Body of water in the Arctic Ocean from northeast of Greenland to Svalbard

The Wandel Sea (Wandelhavet; also known as McKinley Sea) is a body of water in the Greenland Sea, stretching from northeast of Greenland to Svalbard. It is obstructed by ice most of the year.

This sea is named after Danish polar explorer and hydrographer, Vice Admiral Carl Frederick Wandel, who in the years 1895–96 explored the coastal waters of Greenland as part of the Danish Ingolf Expedition.

==Geography==
This arctic sea is located at 82° north longitude and 21° west latitude. Seas farther north and northwest of the Wandel Sea were once frozen year-round but now may have open water in late summer, as of August 2018. The Wandel Sea stretches westward as far as Cape Morris Jesup. Further west is the Lincoln Sea. In the south, it stretches to Nordostrundingen. The Wandel Sea connects to the Greenland Sea in the south through the Fram Strait.

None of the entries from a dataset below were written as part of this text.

PR #3745, opened 2022-08-15
Remove references to showWhiteListWarning

### LINKED ISSUE #3744: Remove `showWhitelistWarning` element from `CreatePaymentDialogForm`
## Description

Currently, when using the `CreatePaymentDialog`, if the address book is active, the `SingleUserPicker` only shows members that have been added to the address book.

However, in the `CreatePaymentDialog`, there is logic to determine whether, when the address book is activated, the selected user is in the address book. Since the `SingleUserPicker` is now filtered according to whether members are in the address book, this check is redunant and can be removed.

Independence Fjord and Frederick E. Hyde Fjord are two great fjords of the far-northeast Greenland coast having their mouths in the Wandel Sea. G.B. Schley Fjord and Hellefisk Fjord are smaller fjords located between both.

Islands include Princess Thyra Island, the largest, Kaffeklubben Island, the northernmost, and Princess Dagmar Island, located not far from Station Nord, the only inhabited place in the area.